**Task details**
Beneath this task is a listing. Count its lines that contain "required" and answer with the number only.

**Information**
PR #17473, opened 2023-01-27
Refactor ConfirmTransaction to Functional Component

digiwand:
## Explanation

Fixes https://github.com/MetaMask/metamask-extension/issues/17242

Dear reviewer, 
- might be better to walk through each commit
- slight cleanup in a follow-up ticket here: https://github.com/MetaMask/metamask-extension/pull/17546

Let me know if I can hop on a call for any questions. Thank you,

Regarding testing, we had an internal discussion about how it would be ideal to have e2e tests written before refactoring. Regarding unit tests, we may need more discussions to strategize our approach as we plan to refactor pages and test alongside e2e tests.

## Screenshots/Screencaps

Screen Shot 2023-02-02 at 2 17 59 AM

## Manual Testing Steps

Test appropriate ConfirmTransaction routes are reached. (See snapshot or tests to refer to routes)

## Pre-merge author checklist

- [x] I've clearly explained:
  - [x] What problem this PR is solving
  - [x] How this problem was solved
  - [x] How reviewers can test my changes
- [x] Sufficient automated test coverage has been added

## Pre-merge reviewer checklist

- [x] Manual testing (e.g. pull and build branch, run in browser, test code being changed)
- [x] PR is linked to the appropriate GitHub issue
- [x] **IF** this PR fixes a bug in the release milestone, add this PR to the release milestone

If further QA is required (e.g. new feature, complex testing steps, large refactor), add the `Extension QA Board` label.

In this case, a QA Engineer approval will be be required.

PR #17838, opened 2023-02-20
Fix state in confirm transaction

### LINKED ISSUE #17746: [Bug]: Tperror `Cannot destructure property 'balance' of 'accounts[fromAddress]' as it is undefined.` when approving 2 pending transactions triggered from a Dapp
### Describe the bug

**Problem**: when I trigger more than one tx from a Dapp, and I confirm the first one, when I confirm the 2nd one, I land on the MetaMask error page with the error `Type Error: Cannot destructure property 'balance' of 'accounts[fromAddress]' as it is undefined.`

https://user-images.githubusercontent.com/54408225/218745094-0f94649d-22b9-4ee5-93b1-8f376e23c73a.mp4

**Notice**: since the popup will close right after, an effective way to reproduce this is to trigger 3 transactions instead of 2, this way the popup will not close and you'll see the error. Another way is to confirm the 2 transactions from the MetaMask full view

image

### Steps to reproduce

1. Go to test-dapp
2. Connect to test-dapp
3. Click Deploly Contract -- do nothing on MM
4. Click Deploy Failing Contract -- do nothing on MM 
5. Click Deploy Multisig Contract
6. Confirm one tx on MM
7. Confirm a second tx on MM -- error appears and you land on the MM error page

_No response_

### Version

10.26.0

### Build type

None

### Browser

Chrome

### Operating system

Linux

### Hardware wallet

_No response_

### Additional context

_No response_

jpuri:
Fixes https://github.com/MetaMask/metamask-extension/issues/17746 (v10.26.0 bug)

An issue occurs during a transition state after rejecting or confirming a transaction in a list of transactions. 
What happens: 
1. from confirm transaction pages with at least 3 transactions, click reject or confirm
2. unconfirmed transaction is now confirmed so the unconfirmedTransaction state is empty
3. transaction id and param id are still set to the old id. isValidTransactionId is true.
4. ConfirmTransactionBase is still mounted. The empty transaction causes the error


digiwand:
Fix looks good to me and appears to be working.

For documentation purposes, sharing some logged states.

**Actions to produce screenshots:** 
1. On ConfirmTransaction page with multiple transactions
2. Confirm 1st transaction
3. Confirm 2nd transaction - this one is displayed in the screenshots 

**Before the ConfirmTransaction refactor (https://github.com/MetaMask/metamask-extension/pull/17473) when the bug did not exist:** 
Screen Shot 2023-02-23 at 7 27 20 PM

**After the ConfirmTransaction refactor with the bug:**
Screen Shot 2023-02-23 at 7 27 20 PM

**This PR with fix:** 
Screen Shot 2023-02-23 at 8 00 19 PM

I think the refactor and these PR updates made logic improvement from the old code. It looks like we may no longer need support for `paramsTransactionId !== transactionId`. I'm not recommending to remove this now, but it's something we can look into following this fix. 

cc: @jpuri @Gudahtt

Sylvia24:

brad-decker (approved):

digiwand (approved):
LGTM!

**Solution for this exercise**
2